PR #1155, opened 2025-04-24
Update book documentation and add deploy on push to master

alexle0nte:


Luni-4 (approved):
This is fine for me! Thanks a lot!

In this way, the documentation is always updated at each push on `master`, without waiting for to schedule a new release. Let's try out if it works!

PR #1158, opened 2025-05-08
Exclude internal grammars from language stats

alexle0nte:


Luni-4 (approved):
This is fine, thanks a lot! Now `rca` becomes a real Rust crate :smile:

PR #1165, opened 2025-05-16
Bump `tree-sitter` and `tree-sitter-rust`

alexle0nte:


marco-c:
It looks like `check tree-sitter-mozcpp` took too long. We might need to increase its maximum runtime

marco-c:
Even with a maximum runtime of 3 hours, it's still running out of time. Have you tried running it locally? I wonder if there's a deadlock somewhere, or why it got so much slower than it was before.

marco-c:
This was done in #1207.

PR #1213, opened 2026-01-20
feat(node): Add utility methods for AST traversal

marlon-costa-dc:
## Summary

This PR adds utility methods to the `Node` struct and `Search` trait for improved AST traversal capabilities:

- **`has_ancestor()`** - Check if any ancestor node matches a predicate
- **`all_occurrences()`** - Find all descendant nodes matching a predicate (extends `Search` trait)

## Origin

These methods were developed to support more complex AST analysis patterns, particularly for:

************

Exercise goal.
Starting at the first line of the records, print each line exactly, stopping after the line that contains "PR #1158, opened 2025-05-08".

Response.
PR #1155, opened 2025-04-24
Update book documentation and add deploy on push to master

alexle0nte:


Luni-4 (approved):
This is fine for me! Thanks a lot!

In this way, the documentation is always updated at each push on `master`, without waiting for to schedule a new release. Let's try out if it works!

PR #1158, opened 2025-05-08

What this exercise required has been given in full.